- _ACTIVITY_
Report each line of the entries below that includes "referenceSite".

- _EXTRACTED INFORMATION_
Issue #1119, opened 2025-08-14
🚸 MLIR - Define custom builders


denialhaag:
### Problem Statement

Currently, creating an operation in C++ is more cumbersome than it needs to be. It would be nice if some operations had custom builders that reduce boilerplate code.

==

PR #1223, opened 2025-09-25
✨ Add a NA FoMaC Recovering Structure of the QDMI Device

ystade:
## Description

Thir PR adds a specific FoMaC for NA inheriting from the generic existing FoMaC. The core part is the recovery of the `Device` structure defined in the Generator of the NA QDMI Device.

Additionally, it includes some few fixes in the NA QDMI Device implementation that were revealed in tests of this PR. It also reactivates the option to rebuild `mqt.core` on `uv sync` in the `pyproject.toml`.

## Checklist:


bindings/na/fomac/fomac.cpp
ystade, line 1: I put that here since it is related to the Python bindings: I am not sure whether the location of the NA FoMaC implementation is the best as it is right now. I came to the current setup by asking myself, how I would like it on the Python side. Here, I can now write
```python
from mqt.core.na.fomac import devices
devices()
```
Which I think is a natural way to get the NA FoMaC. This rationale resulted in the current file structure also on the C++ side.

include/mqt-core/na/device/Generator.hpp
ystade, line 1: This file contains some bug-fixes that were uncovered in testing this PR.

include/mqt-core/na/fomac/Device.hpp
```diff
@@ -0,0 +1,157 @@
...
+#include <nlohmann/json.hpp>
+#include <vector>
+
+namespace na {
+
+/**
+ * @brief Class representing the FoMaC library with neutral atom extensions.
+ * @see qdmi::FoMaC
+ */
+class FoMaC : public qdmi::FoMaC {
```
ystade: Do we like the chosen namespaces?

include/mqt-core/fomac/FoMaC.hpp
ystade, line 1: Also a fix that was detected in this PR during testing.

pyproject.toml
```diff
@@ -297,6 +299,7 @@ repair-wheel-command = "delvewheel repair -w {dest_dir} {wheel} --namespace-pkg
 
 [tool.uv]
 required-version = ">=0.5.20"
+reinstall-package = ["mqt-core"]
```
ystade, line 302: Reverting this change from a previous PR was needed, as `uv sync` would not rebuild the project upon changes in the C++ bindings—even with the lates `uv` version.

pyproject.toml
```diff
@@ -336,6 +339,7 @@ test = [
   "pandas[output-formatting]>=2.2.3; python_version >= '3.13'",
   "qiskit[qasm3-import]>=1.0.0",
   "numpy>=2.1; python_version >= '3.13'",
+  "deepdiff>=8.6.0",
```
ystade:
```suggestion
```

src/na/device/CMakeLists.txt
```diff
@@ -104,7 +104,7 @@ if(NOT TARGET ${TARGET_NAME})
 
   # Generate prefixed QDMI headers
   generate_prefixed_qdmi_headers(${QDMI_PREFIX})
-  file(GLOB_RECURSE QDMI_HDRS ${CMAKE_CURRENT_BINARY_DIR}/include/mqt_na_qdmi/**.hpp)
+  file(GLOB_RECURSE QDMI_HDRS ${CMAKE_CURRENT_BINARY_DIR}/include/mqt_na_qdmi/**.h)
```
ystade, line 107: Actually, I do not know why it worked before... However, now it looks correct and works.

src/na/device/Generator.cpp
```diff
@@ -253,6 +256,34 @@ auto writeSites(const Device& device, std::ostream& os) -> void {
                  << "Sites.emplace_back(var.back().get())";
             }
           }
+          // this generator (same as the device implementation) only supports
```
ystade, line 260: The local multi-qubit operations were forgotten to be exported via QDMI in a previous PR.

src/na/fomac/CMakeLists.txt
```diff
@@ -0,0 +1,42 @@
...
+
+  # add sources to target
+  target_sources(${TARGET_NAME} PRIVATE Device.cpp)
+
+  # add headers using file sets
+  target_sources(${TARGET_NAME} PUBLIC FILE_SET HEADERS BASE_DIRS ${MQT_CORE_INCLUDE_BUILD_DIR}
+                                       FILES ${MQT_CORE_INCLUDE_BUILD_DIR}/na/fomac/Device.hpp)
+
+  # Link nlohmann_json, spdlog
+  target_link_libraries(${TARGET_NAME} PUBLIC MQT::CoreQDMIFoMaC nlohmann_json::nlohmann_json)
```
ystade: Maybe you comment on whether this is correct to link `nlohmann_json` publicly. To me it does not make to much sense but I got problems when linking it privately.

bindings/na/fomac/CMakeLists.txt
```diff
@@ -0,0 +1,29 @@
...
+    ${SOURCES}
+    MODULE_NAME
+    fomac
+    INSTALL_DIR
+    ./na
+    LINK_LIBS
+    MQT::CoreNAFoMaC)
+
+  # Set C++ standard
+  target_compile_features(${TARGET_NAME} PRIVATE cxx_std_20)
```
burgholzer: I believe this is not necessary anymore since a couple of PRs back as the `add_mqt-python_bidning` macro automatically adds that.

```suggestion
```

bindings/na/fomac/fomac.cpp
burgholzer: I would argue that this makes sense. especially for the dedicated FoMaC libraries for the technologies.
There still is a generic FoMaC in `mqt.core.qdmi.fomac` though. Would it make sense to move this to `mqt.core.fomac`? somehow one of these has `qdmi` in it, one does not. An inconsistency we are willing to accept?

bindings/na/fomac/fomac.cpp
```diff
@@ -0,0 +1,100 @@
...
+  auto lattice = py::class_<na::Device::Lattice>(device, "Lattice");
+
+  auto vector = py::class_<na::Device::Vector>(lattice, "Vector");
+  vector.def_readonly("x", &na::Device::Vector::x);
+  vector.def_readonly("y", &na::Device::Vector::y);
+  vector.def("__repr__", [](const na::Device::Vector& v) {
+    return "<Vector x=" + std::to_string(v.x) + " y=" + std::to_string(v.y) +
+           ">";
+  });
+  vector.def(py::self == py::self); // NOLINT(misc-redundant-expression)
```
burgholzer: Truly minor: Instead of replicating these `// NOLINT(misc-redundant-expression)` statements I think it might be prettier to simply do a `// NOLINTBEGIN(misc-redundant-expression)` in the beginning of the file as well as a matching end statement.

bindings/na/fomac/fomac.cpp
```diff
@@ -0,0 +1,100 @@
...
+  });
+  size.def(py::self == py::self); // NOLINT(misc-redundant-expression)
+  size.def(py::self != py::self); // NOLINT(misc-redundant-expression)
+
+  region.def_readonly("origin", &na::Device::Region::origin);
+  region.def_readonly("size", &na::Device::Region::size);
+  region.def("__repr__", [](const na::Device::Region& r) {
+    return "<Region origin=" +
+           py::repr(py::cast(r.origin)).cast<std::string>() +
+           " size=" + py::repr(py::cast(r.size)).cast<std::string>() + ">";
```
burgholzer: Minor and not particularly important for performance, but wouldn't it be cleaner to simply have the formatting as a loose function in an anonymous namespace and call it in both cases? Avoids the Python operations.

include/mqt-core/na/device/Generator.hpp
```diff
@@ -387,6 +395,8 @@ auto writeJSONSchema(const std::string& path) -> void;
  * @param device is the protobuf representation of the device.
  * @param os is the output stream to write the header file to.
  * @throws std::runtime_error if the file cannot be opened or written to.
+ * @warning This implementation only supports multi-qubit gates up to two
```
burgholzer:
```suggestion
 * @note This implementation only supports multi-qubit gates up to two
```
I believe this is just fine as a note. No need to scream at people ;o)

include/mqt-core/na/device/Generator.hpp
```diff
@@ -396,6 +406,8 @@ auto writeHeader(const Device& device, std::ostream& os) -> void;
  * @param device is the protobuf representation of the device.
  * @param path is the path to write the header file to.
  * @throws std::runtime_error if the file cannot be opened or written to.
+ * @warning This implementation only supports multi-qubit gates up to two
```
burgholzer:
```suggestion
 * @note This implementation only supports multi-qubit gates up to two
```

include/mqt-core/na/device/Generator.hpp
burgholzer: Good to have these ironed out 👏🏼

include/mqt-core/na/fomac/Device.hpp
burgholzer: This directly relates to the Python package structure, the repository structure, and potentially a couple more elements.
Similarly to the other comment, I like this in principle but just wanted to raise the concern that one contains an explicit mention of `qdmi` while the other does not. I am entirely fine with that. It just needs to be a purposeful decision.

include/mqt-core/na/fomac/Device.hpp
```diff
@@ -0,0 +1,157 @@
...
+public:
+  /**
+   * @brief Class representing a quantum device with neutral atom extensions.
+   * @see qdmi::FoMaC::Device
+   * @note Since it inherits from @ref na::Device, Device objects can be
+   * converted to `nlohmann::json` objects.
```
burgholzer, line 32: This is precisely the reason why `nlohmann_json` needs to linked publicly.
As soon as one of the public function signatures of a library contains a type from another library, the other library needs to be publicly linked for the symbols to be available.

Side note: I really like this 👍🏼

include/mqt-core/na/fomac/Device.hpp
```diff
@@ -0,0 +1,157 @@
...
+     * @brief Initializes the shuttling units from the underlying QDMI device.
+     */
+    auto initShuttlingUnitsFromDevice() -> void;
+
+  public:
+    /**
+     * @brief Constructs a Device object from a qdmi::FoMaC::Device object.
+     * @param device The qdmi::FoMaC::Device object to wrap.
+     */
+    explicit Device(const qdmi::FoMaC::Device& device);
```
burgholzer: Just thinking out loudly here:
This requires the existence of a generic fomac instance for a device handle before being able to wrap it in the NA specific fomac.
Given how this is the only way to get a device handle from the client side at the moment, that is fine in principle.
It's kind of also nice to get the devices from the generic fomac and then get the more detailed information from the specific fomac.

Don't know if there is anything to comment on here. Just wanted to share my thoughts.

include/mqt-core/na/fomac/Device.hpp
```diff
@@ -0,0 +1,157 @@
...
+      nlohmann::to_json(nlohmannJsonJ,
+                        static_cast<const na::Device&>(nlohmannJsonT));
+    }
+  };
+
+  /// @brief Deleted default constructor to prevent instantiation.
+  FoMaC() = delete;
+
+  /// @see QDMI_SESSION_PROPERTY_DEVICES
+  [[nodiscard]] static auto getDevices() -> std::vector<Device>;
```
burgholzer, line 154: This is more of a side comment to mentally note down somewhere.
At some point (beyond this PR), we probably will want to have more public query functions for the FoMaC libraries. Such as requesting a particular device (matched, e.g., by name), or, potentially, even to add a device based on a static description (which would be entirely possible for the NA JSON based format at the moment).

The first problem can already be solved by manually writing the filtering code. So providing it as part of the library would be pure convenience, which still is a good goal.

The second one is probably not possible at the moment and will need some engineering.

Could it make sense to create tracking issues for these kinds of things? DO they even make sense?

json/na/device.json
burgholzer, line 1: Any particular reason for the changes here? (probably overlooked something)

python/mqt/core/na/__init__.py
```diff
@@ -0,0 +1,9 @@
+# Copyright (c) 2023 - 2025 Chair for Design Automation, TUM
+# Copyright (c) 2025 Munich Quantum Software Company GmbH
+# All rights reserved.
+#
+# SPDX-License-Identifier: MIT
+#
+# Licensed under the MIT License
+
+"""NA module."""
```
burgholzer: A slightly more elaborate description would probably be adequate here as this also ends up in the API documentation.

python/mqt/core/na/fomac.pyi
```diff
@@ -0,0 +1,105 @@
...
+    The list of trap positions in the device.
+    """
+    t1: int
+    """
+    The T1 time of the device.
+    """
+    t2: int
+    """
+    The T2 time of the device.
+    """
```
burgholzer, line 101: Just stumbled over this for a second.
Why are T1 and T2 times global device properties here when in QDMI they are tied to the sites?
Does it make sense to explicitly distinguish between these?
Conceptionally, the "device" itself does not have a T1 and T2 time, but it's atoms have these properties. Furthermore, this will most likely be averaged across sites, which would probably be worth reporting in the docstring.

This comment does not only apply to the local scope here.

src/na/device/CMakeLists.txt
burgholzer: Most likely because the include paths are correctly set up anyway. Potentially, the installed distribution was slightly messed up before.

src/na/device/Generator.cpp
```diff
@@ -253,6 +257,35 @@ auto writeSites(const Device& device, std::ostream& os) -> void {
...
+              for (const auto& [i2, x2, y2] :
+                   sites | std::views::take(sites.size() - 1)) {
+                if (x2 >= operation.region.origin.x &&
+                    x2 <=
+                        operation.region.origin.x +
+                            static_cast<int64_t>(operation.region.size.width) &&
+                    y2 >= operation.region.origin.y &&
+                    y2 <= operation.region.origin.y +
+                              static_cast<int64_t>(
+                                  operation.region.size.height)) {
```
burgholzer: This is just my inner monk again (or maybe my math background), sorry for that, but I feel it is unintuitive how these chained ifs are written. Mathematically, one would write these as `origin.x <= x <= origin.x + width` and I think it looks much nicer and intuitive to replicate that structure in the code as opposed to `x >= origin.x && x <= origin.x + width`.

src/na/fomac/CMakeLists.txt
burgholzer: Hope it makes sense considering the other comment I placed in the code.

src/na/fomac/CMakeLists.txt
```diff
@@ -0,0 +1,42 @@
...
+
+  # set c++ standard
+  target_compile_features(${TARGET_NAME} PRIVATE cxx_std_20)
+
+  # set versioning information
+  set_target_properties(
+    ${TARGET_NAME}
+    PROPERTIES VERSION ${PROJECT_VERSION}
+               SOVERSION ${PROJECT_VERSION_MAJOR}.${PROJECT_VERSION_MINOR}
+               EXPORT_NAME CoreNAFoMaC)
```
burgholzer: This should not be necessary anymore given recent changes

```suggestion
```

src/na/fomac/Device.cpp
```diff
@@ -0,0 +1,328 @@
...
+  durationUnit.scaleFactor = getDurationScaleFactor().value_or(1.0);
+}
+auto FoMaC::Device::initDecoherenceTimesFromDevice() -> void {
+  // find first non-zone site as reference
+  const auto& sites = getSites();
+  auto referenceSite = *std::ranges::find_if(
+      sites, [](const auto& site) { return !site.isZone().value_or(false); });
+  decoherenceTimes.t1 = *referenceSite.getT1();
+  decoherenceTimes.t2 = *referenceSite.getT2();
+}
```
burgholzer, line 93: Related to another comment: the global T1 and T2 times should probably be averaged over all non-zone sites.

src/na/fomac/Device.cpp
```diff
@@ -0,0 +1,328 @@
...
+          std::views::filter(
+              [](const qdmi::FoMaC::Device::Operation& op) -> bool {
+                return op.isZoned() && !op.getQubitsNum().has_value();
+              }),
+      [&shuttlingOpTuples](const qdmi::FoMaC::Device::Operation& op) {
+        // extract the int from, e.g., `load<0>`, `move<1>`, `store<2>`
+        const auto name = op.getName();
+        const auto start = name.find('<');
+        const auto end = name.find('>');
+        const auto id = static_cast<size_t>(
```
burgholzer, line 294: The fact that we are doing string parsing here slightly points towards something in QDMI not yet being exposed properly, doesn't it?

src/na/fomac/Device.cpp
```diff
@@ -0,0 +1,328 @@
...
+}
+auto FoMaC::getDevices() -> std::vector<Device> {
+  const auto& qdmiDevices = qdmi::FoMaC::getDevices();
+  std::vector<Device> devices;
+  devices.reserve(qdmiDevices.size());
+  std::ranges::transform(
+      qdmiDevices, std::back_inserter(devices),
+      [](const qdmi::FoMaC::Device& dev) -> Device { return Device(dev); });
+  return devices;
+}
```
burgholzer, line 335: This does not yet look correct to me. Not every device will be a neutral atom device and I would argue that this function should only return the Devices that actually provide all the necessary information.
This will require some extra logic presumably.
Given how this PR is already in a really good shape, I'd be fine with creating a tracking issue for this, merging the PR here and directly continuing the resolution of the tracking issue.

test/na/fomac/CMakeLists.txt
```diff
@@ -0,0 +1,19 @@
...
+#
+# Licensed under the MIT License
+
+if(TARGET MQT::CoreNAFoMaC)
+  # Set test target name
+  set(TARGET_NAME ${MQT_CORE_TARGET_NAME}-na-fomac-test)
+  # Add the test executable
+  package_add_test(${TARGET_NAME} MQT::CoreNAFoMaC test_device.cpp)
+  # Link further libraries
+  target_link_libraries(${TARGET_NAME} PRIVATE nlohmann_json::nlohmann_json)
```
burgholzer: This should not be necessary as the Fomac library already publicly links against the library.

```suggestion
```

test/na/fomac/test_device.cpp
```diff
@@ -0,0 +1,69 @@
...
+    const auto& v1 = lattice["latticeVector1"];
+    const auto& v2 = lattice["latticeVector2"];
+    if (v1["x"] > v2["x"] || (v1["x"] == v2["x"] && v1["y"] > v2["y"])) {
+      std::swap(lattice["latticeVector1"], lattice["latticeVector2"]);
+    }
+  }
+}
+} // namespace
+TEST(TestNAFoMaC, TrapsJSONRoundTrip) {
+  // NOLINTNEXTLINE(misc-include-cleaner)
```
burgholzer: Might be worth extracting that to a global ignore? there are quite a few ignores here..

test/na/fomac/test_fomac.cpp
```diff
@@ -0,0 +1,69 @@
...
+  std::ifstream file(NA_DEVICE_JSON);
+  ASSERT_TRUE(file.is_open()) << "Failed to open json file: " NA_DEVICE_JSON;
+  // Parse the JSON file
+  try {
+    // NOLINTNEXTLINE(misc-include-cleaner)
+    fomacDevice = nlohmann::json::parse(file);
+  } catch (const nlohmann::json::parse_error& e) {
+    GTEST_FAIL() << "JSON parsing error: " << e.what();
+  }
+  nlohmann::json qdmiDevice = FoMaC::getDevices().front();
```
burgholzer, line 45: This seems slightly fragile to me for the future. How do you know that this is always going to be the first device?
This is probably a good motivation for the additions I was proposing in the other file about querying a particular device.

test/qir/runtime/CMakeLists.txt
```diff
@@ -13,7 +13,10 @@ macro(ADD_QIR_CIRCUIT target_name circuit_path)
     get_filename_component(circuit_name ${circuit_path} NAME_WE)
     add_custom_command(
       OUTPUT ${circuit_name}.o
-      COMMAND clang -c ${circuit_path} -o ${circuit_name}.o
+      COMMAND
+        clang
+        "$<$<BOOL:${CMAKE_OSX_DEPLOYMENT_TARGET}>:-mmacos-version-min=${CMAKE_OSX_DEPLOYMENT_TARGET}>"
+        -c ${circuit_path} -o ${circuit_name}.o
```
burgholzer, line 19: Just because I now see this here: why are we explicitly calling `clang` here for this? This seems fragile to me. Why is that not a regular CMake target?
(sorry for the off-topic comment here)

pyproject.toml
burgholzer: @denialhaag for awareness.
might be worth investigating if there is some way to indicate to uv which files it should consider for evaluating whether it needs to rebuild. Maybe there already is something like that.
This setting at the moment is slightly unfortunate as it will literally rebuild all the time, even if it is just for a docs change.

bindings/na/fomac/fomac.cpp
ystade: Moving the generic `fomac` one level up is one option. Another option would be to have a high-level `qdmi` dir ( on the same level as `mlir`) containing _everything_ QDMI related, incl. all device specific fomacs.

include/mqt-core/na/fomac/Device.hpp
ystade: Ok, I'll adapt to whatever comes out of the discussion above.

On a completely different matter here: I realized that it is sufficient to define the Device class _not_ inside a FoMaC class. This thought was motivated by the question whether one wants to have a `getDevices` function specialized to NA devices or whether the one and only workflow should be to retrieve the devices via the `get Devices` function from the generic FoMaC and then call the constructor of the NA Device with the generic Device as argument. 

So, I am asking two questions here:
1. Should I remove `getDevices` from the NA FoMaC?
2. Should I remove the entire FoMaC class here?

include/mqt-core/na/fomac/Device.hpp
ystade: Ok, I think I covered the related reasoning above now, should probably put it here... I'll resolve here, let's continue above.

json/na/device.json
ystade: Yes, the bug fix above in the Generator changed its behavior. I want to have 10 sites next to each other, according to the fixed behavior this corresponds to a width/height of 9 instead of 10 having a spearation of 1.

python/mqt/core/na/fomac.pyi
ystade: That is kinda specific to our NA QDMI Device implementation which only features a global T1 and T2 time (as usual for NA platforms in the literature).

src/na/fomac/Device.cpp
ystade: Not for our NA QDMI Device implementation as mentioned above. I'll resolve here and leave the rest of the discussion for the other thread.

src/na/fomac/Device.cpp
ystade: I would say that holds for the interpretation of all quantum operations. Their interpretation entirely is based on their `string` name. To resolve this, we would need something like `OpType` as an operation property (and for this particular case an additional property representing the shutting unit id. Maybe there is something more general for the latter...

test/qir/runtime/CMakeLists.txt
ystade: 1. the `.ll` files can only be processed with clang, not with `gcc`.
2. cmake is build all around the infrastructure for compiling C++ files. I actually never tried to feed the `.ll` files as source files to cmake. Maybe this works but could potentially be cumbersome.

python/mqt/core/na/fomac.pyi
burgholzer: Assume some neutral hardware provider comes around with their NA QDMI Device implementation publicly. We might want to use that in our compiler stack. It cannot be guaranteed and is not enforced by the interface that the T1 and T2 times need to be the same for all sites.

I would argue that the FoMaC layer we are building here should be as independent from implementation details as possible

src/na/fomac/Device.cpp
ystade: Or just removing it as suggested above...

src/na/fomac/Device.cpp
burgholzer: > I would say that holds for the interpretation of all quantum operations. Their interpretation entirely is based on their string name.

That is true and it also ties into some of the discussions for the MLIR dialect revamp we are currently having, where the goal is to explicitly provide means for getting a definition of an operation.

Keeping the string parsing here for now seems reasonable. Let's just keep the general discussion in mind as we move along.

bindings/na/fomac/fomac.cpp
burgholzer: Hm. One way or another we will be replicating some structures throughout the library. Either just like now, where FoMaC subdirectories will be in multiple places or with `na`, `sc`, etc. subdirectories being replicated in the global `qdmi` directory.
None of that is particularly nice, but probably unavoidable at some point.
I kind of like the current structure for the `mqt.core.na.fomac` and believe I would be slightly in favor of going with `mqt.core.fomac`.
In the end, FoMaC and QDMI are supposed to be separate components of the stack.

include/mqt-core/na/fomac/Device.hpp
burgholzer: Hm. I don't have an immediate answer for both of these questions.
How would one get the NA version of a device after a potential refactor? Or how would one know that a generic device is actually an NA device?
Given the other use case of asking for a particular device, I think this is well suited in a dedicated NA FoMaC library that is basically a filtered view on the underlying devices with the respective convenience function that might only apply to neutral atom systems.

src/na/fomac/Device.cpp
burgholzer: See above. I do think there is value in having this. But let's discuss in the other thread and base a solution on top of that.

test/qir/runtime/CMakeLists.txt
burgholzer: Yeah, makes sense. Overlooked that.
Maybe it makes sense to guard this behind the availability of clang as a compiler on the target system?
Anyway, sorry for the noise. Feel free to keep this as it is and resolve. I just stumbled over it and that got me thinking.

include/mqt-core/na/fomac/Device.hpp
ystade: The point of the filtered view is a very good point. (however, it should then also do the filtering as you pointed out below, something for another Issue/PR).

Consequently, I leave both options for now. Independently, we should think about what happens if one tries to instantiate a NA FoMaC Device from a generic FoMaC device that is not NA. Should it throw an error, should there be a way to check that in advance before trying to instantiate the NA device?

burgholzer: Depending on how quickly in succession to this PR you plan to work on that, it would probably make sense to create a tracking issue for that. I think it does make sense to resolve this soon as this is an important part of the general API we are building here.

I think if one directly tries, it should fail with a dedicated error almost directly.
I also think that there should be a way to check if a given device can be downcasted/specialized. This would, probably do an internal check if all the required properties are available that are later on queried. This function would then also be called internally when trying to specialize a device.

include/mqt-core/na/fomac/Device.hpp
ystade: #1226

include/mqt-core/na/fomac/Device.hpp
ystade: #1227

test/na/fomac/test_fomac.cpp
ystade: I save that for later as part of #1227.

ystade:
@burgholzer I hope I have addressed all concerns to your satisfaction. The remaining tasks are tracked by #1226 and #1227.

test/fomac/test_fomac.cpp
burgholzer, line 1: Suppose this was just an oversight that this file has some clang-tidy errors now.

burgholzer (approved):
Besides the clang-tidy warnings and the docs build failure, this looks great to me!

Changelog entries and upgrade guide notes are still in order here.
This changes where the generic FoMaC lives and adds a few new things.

- _EXERCISE RESULT_
+  auto referenceSite = *std::ranges::find_if(
+  decoherenceTimes.t1 = *referenceSite.getT1();
+  decoherenceTimes.t2 = *referenceSite.getT2();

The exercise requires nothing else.